The affordable housing crisis and high inflation are now among the main factors that socio-community organizations must deal with to relieve the distress of the most vulnerable people in the greater Montreal area. This is the observation made by Claude Pinard, CEO of Centraide of Greater Montreal, who wants a national conversation to fight against poverty.
Posted at 6:00 a.m.
Claude Pinard became CEO of Centraide in July 2021 as the emergency financial measures to mitigate the impacts of the pandemic, in particular the Canada Economic Recovery Benefit, were coming to an end.
“For the past year, we have seen community fatigue coming, post-pandemic. The end of the assistance programs, combined with high inflation, resulted in the appearance of new clienteles for the socio-community organizations, which had a lot on their hands.
People get up every morning to go to work and they are unable to take care of their families with the most basic dignity.
Claude Pinard
“Rather than having recourse to food banks on the 25th of the month, people now go there on the 15th.
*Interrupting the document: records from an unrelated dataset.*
PR #1089, opened 2022-04-26
OEL-1362: ImageValueObject doesn't inherit cache information from image file.

escuriola:
### Description

In oe_bootstrap_theme we updated the ImageValueObject. The idea is align both ImageValueObject class and tests.

### Change log

- Added:
- Changed:
- Deprecated:
- Removed:
- Fixed:
- Security:

### Commands

```sh
[Insert commands here]

```

### DIFF
--- a/src/ValueObject/ImageValueObject.php
+++ b/src/ValueObject/ImageValueObject.php
@@ -123,7 +123,7 @@ class ImageValueObject extends ValueObjectBase implements ImageValueObjectInterf
    * @return $this
    */
   public static function fromImageItem(ImageItem $image_item): ValueObjectInterface {
-    $image_file = $image_item->get('entity')->getTarget();
+    $image_file = $image_item->get('entity')->getValue();
 
     $image_object = new static(
       file_create_url($image_file->get('uri')->getString()),
@@ -145,13 +145,13 @@ class ImageValueObject extends ValueObjectBase implements ImageValueObjectInterf
    *   The image style name.
    *
    * @return $this
-   *   A image value object instance.
+   *   An image value object instance.
    *
    * @throws \InvalidArgumentException
    *   Thrown when the image style is not found.
    */
   public static function fromStyledImageItem(ImageItem $image_item, string $style_name): ValueObjectInterface {
-    $image_file = $image_item->get('entity')->getTarget();
+    $image_file = $image_item->get('entity')->getValue();
 
     $style = \Drupal::entityTypeManager()->getStorage('image_style')->load($style_name);
     if (!$style) {
--- a/tests/src/Kernel/ValueObject/ImageValueObjectTest.php
+++ b/tests/src/Kernel/ValueObject/ImageValueObjectTest.php
@@ -96,7 +96,7 @@ class ImageValueObjectTest extends KernelTestBase {
     $this->assertEquals('This is an alternative title', $object->getAlt());
     $this->assertStringContainsString('/styles/main_style/public/example_1.jpg', $object->getSource());
 
-    // Test that all the cache tags have present and bubbled up.
+    // Test that all the cache tags are present and have bubbled up.
     $this->assertEqualsCanonicalizing([
       'config:image.style.main_style',
       'file:1',
@@ -116,7 +116,7 @@ class ImageValueObjectTest extends KernelTestBase {
     $this->assertEquals('This is an alternative title', $object->getAlt());
     $this->assertStringContainsString('/files/example_1.jpg', $object->getSource());
 
-    // Test that all the cache tags have present and bubbled up.
+    // Test that all the cache tags are present and have bubbled up.
     $this->assertEqualsCanonicalizing([
       'file:1',
     ], $object->getCacheTags());
--- a/tests/src/Kernel/ValueObject/ImageValueObjectTest.php
+++ b/tests/src/Kernel/ValueObject/ImageValueObjectTest.php
@@ -17,7 +17,7 @@ use Drupal\Tests\token\Kernel\KernelTestBase;
  *
  * @group batch2
  */
-class ImageTest extends KernelTestBase {
+class ImageValueObjectTest extends KernelTestBase {
 
   /**
    * {@inheritdoc}
@@ -28,6 +28,13 @@ class ImageTest extends KernelTestBase {
     'entity_test',
     'field',
   ];
+
+  /**
+   * Entity object.
+   *
+   * @var \Drupal\Core\Entity\EntityInterface
+   */
+  protected $entity;
 
   /**
    * {@inheritdoc}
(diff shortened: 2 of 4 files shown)


oe_theme.theme
```diff
@@ -813,10 +813,7 @@ function oe_theme_preprocess_paragraph__oe_list_item(array &$variables): void {
     /** @var \Drupal\file\Plugin\Field\FieldType\FileItem $image_item */
     $image_item = $paragraph->get('field_oe_image')->first();
     $file = $image_item->get('entity')->getValue();
-    $variables['image'] = [
-      'src' => file_url_transform_relative(file_create_url($file->getFileUri())),
-      'alt' => $image_item->get('alt')->getValue(),
-    ];
+    $variables['image'] = ImageValueObject::fromImageItem($image_item);
```
drishu: the pattern signature doesn't ask for an ImageValueObject, but I agree with the change

src/ValueObject/ImageValueObject.php
```diff
@@ -170,4 +171,22 @@ public static function fromStyledImageItem(ImageItem $image_item, string $style_
     return $image_object;
   }
 
+  /**
+   * Transforms the value object into an image render array.
+   *
+   * @return array
+   *   An image render array.
+   */
+  public function toRenderArray(): array {
```
drishu: if we don't use if what's the point ?

tests/src/Kernel/ValueObject/ImageValueObjectTest.php
```diff
@@ -56,44 +63,63 @@ protected function setUp(): void {
...
+    /** @var \Drupal\image\ImageStyleInterface $style */
+    $style = ImageStyle::create(['name' => 'main_style']);
+    $style->save();
+
+    $object = ImageValueObject::fromStyledImageItem($this->entity->get('field_image')->first(), $style->getName());
+    $this->assertEquals('This is a title', $object->getName());
+    $this->assertEquals('This is an alternative title', $object->getAlt());
     $this->assertStringContainsString('/styles/main_style/public/example_1.jpg', $object->getSource());
 
+    // Test that all the cache tags have present and bubbled up.
```
drishu:
```suggestion
    // Test that all the cache tags are present and have bubbled up.
```
same for testFromImageItem()

tests/src/Kernel/ValueObject/ImageValueObjectTest.php
```diff
@@ -56,44 +63,63 @@ protected function setUp(): void {
...
     $invalid_image_style = $this->randomMachineName();
     $this->expectExceptionObject(new \InvalidArgumentException(sprintf('Could not load image style with name "%s".', $invalid_image_style)));
-    ImageValueObject::fromStyledImageItem($entity->get('field_image')->first(), $invalid_image_style);
+    ImageValueObject::fromStyledImageItem($this->entity->get('field_image')->first(), $invalid_image_style);
+  }
+
+  /**
+   * Tests the ::fromImageItem method.
+   */
+  public function testFromImageItem() {
```
drishu, line 113: I think this one makes more sense, but then it makes the one from the unit test redundant

drishu (changes requested):

drishu (commented):
can we update also the PR title and have a better PR description, thx

src/ValueObject/ImageValueObject.php
donquixote: I agree, let's not add unused stuff now.
We can sync more if/when we create a shared package for this stuff.

tests/src/Kernel/ValueObject/ImageValueObjectTest.php
```diff
@@ -56,44 +63,63 @@ protected function setUp(): void {
...
-    // Create a test style.
-    /** @var \Drupal\image\ImageStyleInterface $style */
-    $style = ImageStyle::create(['name' => 'main_style']);
-    $style->save();
-
     // Create an image item.
-    $alt = $this->randomString();
-    $title = $this->randomString();
-    $entity = EntityTest::create([
+    $this->entity = EntityTest::create([
```
donquixote, line 74: To clarify: This reuses the entity create code, but it does not reuse the entity - setUp() is run again for each test method.

Another way to reuse the entity create code is to have a createEntity() method, and then use a local variable where we need it. At least this way we only run it for those test methods that need it (currently all, but still)

donquixote: Currently there is no big difference.
But if we follow this as a best practice, it gives us more flexibility: We can have parameters on these methods, we can call them only when we need them.

In general, I prefer local variables, params and return values over properties.

brummbar (changes requested):
Blocking the PR so that I review it.

templates/patterns/list_item/list_item.ui_patterns.yml
```diff
@@ -84,7 +84,7 @@ list_item:
         end: 1546250400
         timezone: "Europe/Brussels"
     image:
-      type: "array"
+      type: "ImageValueObject"
```
brummbar: We cannot do this, we are not in charge of the API and we are breaking theirs. Let's just fix the tests.

oe_theme.theme
brummbar: Is this a needed change? I don't think so.

tests/src/Unit/ValueObject/ImageValueObjectTest.php
```diff
@@ -67,7 +67,7 @@ protected function setUp(): void {
     $this->imageFile->get('uri')->willReturn($this->imageUri->reveal());
 
     $this->imageEntity = $this->prophesize(EntityReference::class);
-    $this->imageEntity->getTarget()->willReturn($this->imageFile->reveal());
+    $this->imageEntity->getValue()->willReturn($this->imageFile->reveal());
```
brummbar: We can drop all of the mocked stuff.

brummbar (changes requested):

brummbar:
I wrote to drop all the mocked parts, not just that line. Obviously now the PR is broken. 
I'm taking over. I'll also drop the commits that change and restore the pattern signature. These back-and-forth commits make longer the git blame process and have 0 value.

tests/src/Kernel/ValueObject/ImageValueObjectTest.php
drishu: I agree as long as we can keep the random strings, we could pass them as parameters to the create 
```php
   $alt = $this->randomString();
   $title = $this->randomString();
   $entity = $this->createEntity($title, $alt);
```

brummbar: There's no need to have random strings, so moving the code to create the entity is a bit useless in this case. I'm a fan of the approach, but a `$this->createEntity()` in this case has no advantages.

brummbar: We discussed and we want to make sure that the class returns the correct alt and title so we will add the randomisation.

donquixote: Earlier I talked with @drishu and we identified 3 ways of structuring this to be able to reuse the entity creation code.
This is a recurring "problem" that we also see in other tests, so it is a good idea to agree on some guidelines.

1. One big test method to test both static factories. The entity can be created inside this method. Personally I don't like it as much.
2. Create the entity in `setUp()`, store in object property, then have two separate test methods both using `$this->entity`.
3. Create the entity in a separate method, have two separate test methods that use `$entity = $this->createEntity()`.

Personally I prefer option 3, because I generally like local variables and tend to avoid object properties.
This also guarantees that the creation only happens for those test methods where we need it.
(We don't save anything by having it in `setUp()`, because that is called again for each test method.)

I don't really care for the random values. In an earlier talk with @brummbar I thought he was the one who wants them :) For me, literal values are fine, perhaps better.

For literal values, I find it a bit weird if we set them explicitly inside a `testSomething()` method, but then we have the same hard-coded values in a separate assertion method.

donquixote: But, the above are only weak preferences, no strong opinions.

brummbar (approved):

tests/src/Kernel/ValueObject/ImageValueObjectTest.php
drishu: I agreed that random doesn't bring much to this test so current implementation is ok

drishu (approved):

Needs arise more quickly even if they are working. Despite high inflation, the economy is doing well, but the distress is accelerating,” notes the CEO of Centraide.
This is why Claude Pinard undertook to better measure the effects of poverty and to acquire measurement tools and performance indicators.
“We have just created, with Léger, the first financial anxiety index to measure economic stress over time. The first survey shows that 85% of Quebecers experience financial anxiety, but 42% consider their stress level to be moderate to extreme. Covering essential expenses is an issue for many of them,” points out Claude Pinard.
Housing, a central issue
If the increase in the cost of the grocery basket contributes to weakening the financial situation of households in Montreal, Laval and on the South Shore, it is the cost of housing that remains the main vector of impoverishment of the population more vulnerable.
“It doesn’t make sense for a household to spend more than 50% of its net income on housing. The housing vacancy rate in Greater Montreal is correct, it is the adequacy rate between income and cost that makes no sense.
“People who earn less than $40,000 a year, heads of single-parent families, people with functional limitations and under-educated young people are the first victims,” explains Claude Pinard.
The CEO of Centraide wants the organization that partially funds the activities of 350 socio-community groups and projects to be more visible on the Montreal scene.
We are planning an affordable housing summit for next spring. Everyone needs to get involved, community groups, developers, property owners, governments and even banks.
Claude Pinard
The CEO of Centraide gives as an example the City of Vienna which owns 220,000 subsidized housing units, which represents 60% of the city’s housing stock. In Montreal, 89% of housing is privately owned.
“There are four major banks that would agree to provide financing at reduced rates if the government guaranteed loans for social housing projects,” points out Claude Pinard.
We must put an end to the festivals of the housing crisis which are repeated every 1er July or with the one we will observe in three weeks with the heated accommodation that must be found for the homeless during the winter.
Annual campaign
Centraide of Greater Montreal will soon give a blitz for its fundraising campaign for the next year and hopes to raise 63 million, or roughly the same total as the 62.9 million collected last year.
“We are the second socio-community investor after the Government of Quebec. We provide funding for organizations over a three-year horizon,” explains the CEO.
With inflation at 7%, shouldn’t the funding needs of these organizations be of the same order, so that they can meet the demand?
“Ideally, yes. But Montrealers are already very generous. We have a base of 98,000 donors and more than 7,500 major donors who make annual donations of more than $10,000. We act on a pool of 4 million citizens and it is estimated that 800,000 people benefit from our support,” summarizes Claude Pinard.
Before joining Centraide, Claude Pinard held various positions with the dairy processor Saputo before serving for nine years as executive director of the Mirrela and Lino Saputo Foundation, where he developed his expertise in philanthropy and where he knew Centraide well.
“When the position of CEO of Centraide opened up in July 2021, I decided at 55 that I had to apply. It’s the biggest job in philanthropy in Montreal. Centraide is a very effective organization, which has an incredible presence and knowledge of the community as well as a great analytical force.
“We have a whole team and we want to continue to have an impact, the greater metropolitan area needs it. I would like us to develop an entrepreneurial philanthropic approach to be even more effective”, projects the CEO.